The 244th Air Defense Artillery Regiment is an air defense artillery regiment of the United States Army first formed on June 24, 1799, as the 6th Regiment of Infantry (NYNG).

==History==
- Constituted 24 June 1799 in the New York National Guard as the 6th Regiment of Infantry and organized from existing units which date back to 1785 by transfer of 4 companies of the 1st Regiment; 3 Companies from the 2nd Regiment; 5 Companies from 3rd Regiment; 2 Companies from 4th Regiment all organized March 4, 1786; 3 Companies from the 5th Regiment organized May 11, 1789; and the Independent Rifle Company organized August 28, 1798.
- March 8, 1800 6th Regiment N.Y.S.I. organized under command of Lt.Col. Commandant Jacob Morton.

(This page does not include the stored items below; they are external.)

Issue #1013, opened 2017-02-14
Implement task ssh for connecting to server


antonmedv:
| Q                 | A
| ----------------- | ---
| Issue Type        | Feature Request
| Deployer Version  | next

Implement task `dep ssh [server]` for opening ssh shell to remote server and cd to `deploy_path`.

pluseg:
@elfet as I know you are going to support only Native SSH in the nearest future, right? I have a good solution for Native SSH and I'm not sure do we need to implement same functionality for other ssh connection methods if they will be cut? What do you think?

elfet:
Only for native ssh is okay. in v5 two other will be droped.

antonmedv:
📦 Done in #1092

PR #1035, opened 2017-02-21
Implement `ssh` task for opening ssh connection and going to a release path

pluseg:
| Q             | A
| ------------- | ---
| Bug fix?      | No
| New feature?  | Yes
| BC breaks?    | No
| Deprecations? | No
| Fixed tickets | #1013 

After review and approval I'll add a PR into docs repo.

### DIFF
--- a/recipe/common.php
+++ b/recipe/common.php
@@ -21,11 +21,6 @@ require __DIR__ . '/deploy/cleanup.php';
 require __DIR__ . '/deploy/copy_dirs.php';
 require __DIR__ . '/deploy/rollback.php';
 
-use Deployer\Server\SSHPipeInterface;
-use Deployer\Task\Context;
-use Symfony\Component\Console\Input\InputArgument;
-use Symfony\Component\Console\Input\InputOption;
-
 /**
  * Configuration
  */
--- a/recipe/common.php
+++ b/recipe/common.php
@@ -115,35 +115,11 @@ set('bin/symlink', function () {
 });
 
 /**
- * Default arguments and options.
- */
-argument('stage', InputArgument::OPTIONAL, 'Run tasks only on this server or group of servers');
-option('tag', null, InputOption::VALUE_OPTIONAL, 'Tag to deploy');
-option('revision', null, InputOption::VALUE_OPTIONAL, 'Revision to deploy');
-option('branch', null, InputOption::VALUE_OPTIONAL, 'Branch to deploy');
-
-/**
  * Tasks
  */
 desc('Show current release');
 task('current', function () {
     writeln('Current release: ' . basename(get('current_path')));
-});
-
-desc('Connect to ssh and `cd` to release path');
-task('ssh', function () {
-    $server = Context::get()->getServer();
-
-    if (!$server instanceof SSHPipeInterface) {
-        throw new \RuntimeException('The ssh type `' . get('ssh_type') . '` doesn\'t support `ssh` task.');
-    }
-
-    $initialCommand = null;
-    if (get('current_path')) {
-        $initialCommand = 'cd ' . escapeshellarg(get('current_path')) . '; exec \$SHELL';
-    }
-
-    $server->createSshPipe($initialCommand);
 });
 
 
--- a/recipe/common.php
+++ b/recipe/common.php
@@ -21,6 +21,8 @@ require __DIR__ . '/deploy/cleanup.php';
 require __DIR__ . '/deploy/copy_dirs.php';
 require __DIR__ . '/deploy/rollback.php';
 
+use Deployer\Server\SSHPipeInterface;
+use Deployer\Task\Context;
 use Symfony\Component\Console\Input\InputArgument;
 use Symfony\Component\Console\Input\InputOption;
 
@@ -126,6 +128,22 @@ option('branch', null, InputOption::VALUE_OPTIONAL, 'Branch to deploy');
 desc('Show current release');
 task('current', function () {
     writeln('Current release: ' . basename(get('current_path')));
+});
+
+desc('Connect to ssh and `cd` to release path');
+task('ssh', function () {
+    $server = Context::get()->getServer();
+
+    if (!$server instanceof SSHPipeInterface) {
+        throw new \RuntimeException('The ssh type `' . get('ssh_type') . '` doesn\'t support `ssh` task.');
+    }
+
+    $initialCommand = null;
+    if (get('current_path')) {
+        $initialCommand = 'cd ' . escapeshellarg(get('current_path')) . '; exec \$SHELL';
+    }
+
+    $server->createSshPipe($initialCommand);
 });
 
 
--- a/src/Server/Configuration.php
+++ b/src/Server/Configuration.php
@@ -340,6 +340,16 @@ class Configuration
     }
 
     /**
+     * Get user and host
+     *
+     * @return string
+     */
+    public function getUserAndHost()
+    {
+        return (!empty($this->getUser()) ? $this->getUser() . '@' : '') . $this->getHost();
+    }
+
+    /**
      * Get name
      *
      * @return string
--- a/src/Server/Remote/NativeSsh.php
+++ b/src/Server/Remote/NativeSsh.php
@@ -47,7 +47,7 @@ class NativeSsh implements ServerInterface, SSHPipeInterface
      */
     public function run($command)
     {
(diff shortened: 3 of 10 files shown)


elfet:
Cool. But better use posix exec.

recipe/common.php
```diff
@@ -128,6 +130,22 @@
     writeln('Current release: ' . basename(get('current_path')));
 });
 
+desc('Connect to ssh and `cd` to release path');
+task('ssh', function () {
```
elfet: Better to create it as ssh console command, not task.

src/Server/SSHPipeInterface.php
```diff
@@ -0,0 +1,19 @@
+<?php
+/* (c) Anton Medvedev <anton@medv.io>, Maxim Kuznetsov <skypluseg@gmail.com>
+ *
+ * For the full copyright and license information, please view the LICENSE
+ * file that was distributed with this source code.
+ */
+
+namespace Deployer\Server;
+
+interface SSHPipeInterface
```
elfet: This it really strange interface.

pluseg: What's strange for you? I think that there is a chance in the future that we need to add new type of `Server`, so we need to define which of them supports `ssh` task and which one does not. If we have an interface then we can be sure that a class implemented one has concrete method like `createSshPipe()`. Or do you think that checking `getenv('ssh_type')` is enough?

recipe/common.php
pluseg: @elfet could you please explain the better side of this decision? I'm pretty new in the project so I can miss something important.

pluseg:
@elfet 

> But better use posix exec.

Do you mean [pcntl_exec](http://php.net/manual/en/function.pcntl-exec.php)? Yeah, it's the best solution but it requires `pcntl` extension. Also PHP.net says "Currently, this module will not function on non-Unix platforms (Windows)". If you mean simple `exec()` function then it doesn't work for me, terminal just freezing. Is there another solution that I missed?

elfet:
Use pcntl_exec if possible otherwise proc_open.

pluseg:
Mini-changelog:
1. Added pcntl support for running `ssh` process separately.
2. pcntl_exec gets different arguments and escape them rather than proc_open. So it leads to light refactoring of building ssh command line options.
3. Added `ssh` console command for ssh connections
4. The item above leads to moving getting stage, tag and revision options to TaskCommand. I guess that it's more suitable place.

@elfet do i need to reflect all these items in CHANGELOG.md or not? I added only third item as the most valuable.

recipe/common.php
```diff
@@ -113,14 +115,6 @@
...
 
 /**
- * Default arguments and options.
- */
-argument('stage', InputArgument::OPTIONAL, 'Run tasks only on this server or group of servers');
-option('tag', null, InputOption::VALUE_OPTIONAL, 'Tag to deploy');
-option('revision', null, InputOption::VALUE_OPTIONAL, 'Revision to deploy');
-option('branch', null, InputOption::VALUE_OPTIONAL, 'Branch to deploy');
-
-/**
```
pluseg: I moved this section into TaskCommand. I have no idea why they are called here. @elfet do you have any thoughts here?

src/Server/Configuration.php
```diff
@@ -340,6 +340,16 @@ public function setUser($user)
     }
 
     /**
+     * Get user and host
+     *
+     * @return string
+     */
+    public function getUserAndHost()
+    {
+        return (!empty($this->getUser()) ? $this->getUser() . '@' : '') . $this->getHost();
```
pluseg: It's used in several places so I create separate method.

src/Server/Remote/NativeSsh.php
```diff
@@ -141,23 +99,25 @@ public function scpCopy($target, $target2)
...
 
         if ($serverConfig->getPort()) {
-            $scpOptions[] = '-P ' . escapeshellarg($serverConfig->getPort());
+            $scpOptions = array_merge_recursive($scpOptions, ['-P' => $serverConfig->getPort()]);
         }
 
         if ($serverConfig->getPrivateKey()) {
-            $scpOptions[] = '-i ' . escapeshellarg($serverConfig->getPrivateKey());
+            $scpOptions = array_merge_recursive($scpOptions, ['-i' => $serverConfig->getPrivateKey()]);
+        } elseif ($serverConfig->getPemFile()) {
```
pluseg: I've noticed that pem file support for ssh connection was added recently but it was missed for scp.

src/Server/Remote/NativeSsh.php
```diff
@@ -230,12 +206,55 @@ protected function getConnectionHash()
...
     {
         return [
-            '-o ControlMaster=auto',
-            '-o ControlPersist=5',
-            '-o ControlPath=\'' . $this->getConnectionHash() . '\'',
+            '-o' => [
+                'ControlMaster=auto',
+                'ControlPersist=5',
+                'ControlPath=' . $this->getConnectionHash(),
+            ],
```
pluseg: I changed structure of options due to new way of building command line arguments.

src/Server/Remote/NativeSsh.php
```diff
@@ -244,32 +263,118 @@ protected function getMultiplexingSshOptions()
...
+            $serverConfig->getUserAndHost() => null,
+        ]);
+
+        exec('ssh -O check -S ' . $this->getConnectionHash() . ' ' . $this->buildCommandLineOptions($sshOptions, true) . ' 2>&1', $checkIfMuxActive);
+        if (!preg_match('/Master running/', $checkIfMuxActive[0])) {
             if (\Deployer\isVerbose()) {
                 \Deployer\writeln('  SSH multiplexing initialization');
             }
-            exec('ssh ' . implode(' ', $sshOptions) . ' ' . escapeshellarg($username . $hostname) . "  'echo \"SSH multiplexing initialization\"' ");
+            exec('ssh ' . $this->buildCommandLineOptions($sshOptions, true) . "  'echo \"SSH multiplexing initialization\"' ");
```
pluseg: Actually I didn't test it after options refactoring because I'm not sure how to do that correctly.

src/Server/Remote/NativeSsh.php
```diff
@@ -244,32 +263,118 @@ protected function getMultiplexingSshOptions()
...
+     * @param string|null $initialCommand
+     * @throws \RuntimeException if command is invalid
+     */
+    private function createPcntlSshPipe($initialCommand = null)
+    {
+        /**
+         * [HACK] PCNTL works only on Unix and `pcntl_exec` requires full path of running command.
+         * So it defines path of `ssh` using `which` utility.
+         */
+        $sshPath = trim(shell_exec('which ssh'));
```
pluseg: I have no idea how to do it more cross-platform.

src/Server/Remote/NativeSsh.php
```diff
@@ -230,12 +206,55 @@ protected function getConnectionHash()
...
+            ],
         ];
     }
 
+    /**
+     * Returns final ssh connection command with configs, username and host.
+     *
+     * @return array
+     */
+    private function getSshConnectionOptions()
```
ossinkine: I think this these options should be reusable. Maybe make this method public?
For example, I use rsync in my docker.php and it also needs these options. How should I pass them into it?

src/Server/SSHPipeInterface.php
pluseg: @elfet I don't understand what I should do here. My position is written down above. I think that name of the interface might be better but I have no idea.

src/Server/Remote/NativeSsh.php
pluseg: @ossinkine through configuration in deploy.php.

pluseg: @ossinkine In fact we need to create separate AbstractOptionsBuilder and SshOptionsBuilder class for working with all that stuff. But the PR is already too big so I'm going to do it next time.

elfet:
A lot of refactoring. Will try t review it all. Or maybe will cherry pick some of your code to new v5 branch.
Great work, by the way.

pluseg:
This refactoring isn't final. There is still code duplication and high complexity. But now it is prepared for further improvements. E.g we can move command line options to separate class which requires only $this->configuration and can build options for different targets (scp, ssh, etc).

elfet:
@pluseg okay. I can finish your pr by mysql. 🙂

antonmedv:
Done in #1092

Issue #1004, opened 2017-02-09
Keep releases keeps adding directories (named 1, 1.1, 1.1.2, 1.1.2.3)


filipponeri:
| Q                 | A
| ----------------- | ---
| Issue Type        | Bug
| Deployer Version  | 4.2
| Local Machine OS  | Ubuntu 16.10
| Remote Machine OS | Ubuntu 16.10

### Description 
the set('keep_releases', 3); command does not appear to work.
Deployer keeps adding directories (with names and in this order: '1', '2' , '1.1' , '1.1.2' , '1.1.2.3' ) without deleting any previous release directories. This results in quickly filling up the disk space.

Apart for this problem, Deploy deploys correctly the new software on the remote web server and does not output any error.
Thank you for your help. 
Best regards, Filippo

Running deploy
### Steps to reproduce
dep deploy.php

### Content of `deploy.php`
```php<?php

namespace Deployer;
//require_once 'recipe/common.php';
require 'recipe/laravel.php';

//use function Deployer\{server, task, run, set, get, add, before, after};

set('ssh_type', 'native');
set('ssh_multiplexing', true);

set('repository', 'git@gitlab.com:repository');

// Laravel writable dirs
add('shared_files', []);
add('writable_dirs', ['storage', 'vendor']);

server('staging', 'hosting', 22232)
    ->user('usename')
    ->password('pwd')
    ->set('branch', 'master')
    ->set('deploy_path', '/home/provrtsp/public_html/promarket11.com')
    ->pty(true);

set('keep_releases', 3);

//->identityFile('~/.ssh/id_rsa.pub', '~/.ssh/id_rsa')

/**
 * Setup the environment file in the new release
 */
task('environment', function () {
    run('cp /home/provrtsp/shared/env {{release_path}}/.env');
   
})->desc('Environment setup');

task('composer_rerun', function () {
    run('cd /home/provrtsp/public_html/promarket11.com/current; php ~/composer.phar install ');
})->desc('Environment setup');

// Laravel writable dirs
set('writable_dirs', ['storage', 'vendor']);

// to be added to task call below 'deploy:symlink',

/**
 * Main task
 */
task('deploy', [
    'deploy:prepare',
    'deploy:release',
    'deploy:update_code',
    'deploy:vendors',
    'deploy:symlink',
    'cleanup',
    'environment',
])->desc('Deploy your project');

after('deploy', 'success');
after('success', 'composer_rerun');                                                                                                           
                                                    
```

### Output log   
[...]

PR #1036, opened 2017-02-21
Fixed an issue with the output of ls in releases_list that was breaking cleanup.

crosma:
Forces single column output and trims newlines from ls. On our servers, we have an alias for ls that improves the default output but was causing cleanup to not work.

| Q             | A
| ------------- | ---
| Bug fix?      | Yes
| New feature?  | No
| BC breaks?    | No
| Deprecations? | No
| Fixed tickets | Unsure


elfet:
#1004

PR #1042, opened 2017-02-22
Fixed old releases not being cleaned up when keep_releases reduced by than half.

crosma:
| Q             | A
| ------------- | ---
| Bug fix?      | Yes
| New feature?  | No
| BC breaks?    | No
| Deprecations? | No
| Fixed tickets | Side effect noticed after fixing #1004 #1036

If as a user reduced their keep_releases by more than half of the number of releases they have on their server, the oldest would be ignored and not cleaned up. 

For example, if you have 100 releases on your server and reduce keep_releases to 20, only the most recent 45 releases would be read from the CSV. This would cause the oldest 55 releases to be ignored and not cleaned up.

The simple fix was to make sure it always reads as many lines from the CSV as there are release directories.


elfet:
Nice solution 👍🏻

- March 27, 1805 designation changed from 6th Regiment of Infantry to 2d Regiment of Artillery, New York City.
- June 13, 1812 designation changed from 2d Regiment of Artillery to 9th Regiment of Artillery.
- December 13, 1813 Regiment reduced to a battalion.
- June 6, 1816 reorganized as a regiment retaining its number, although as a battalion known as 1st Battalion, New York State Artillery.
- May 29, 1850 By a change of regimental districts, officers and men transferred to other regiments; unit became the 9th Regiment, New York State Militia, known as the "Irish Ninth"
- May 3, 1858 "Irish Ninth" disbanded; district of 9th Regiment retained
- June 25, 1859 Regiment comes back into existence.
- From 1859 to 1969 the regiment's armory was at 125 West 14th Street in Manhattan.
- 1861-1864 during US Civil War served as the 83rd New York Volunteer Infantry Regiment.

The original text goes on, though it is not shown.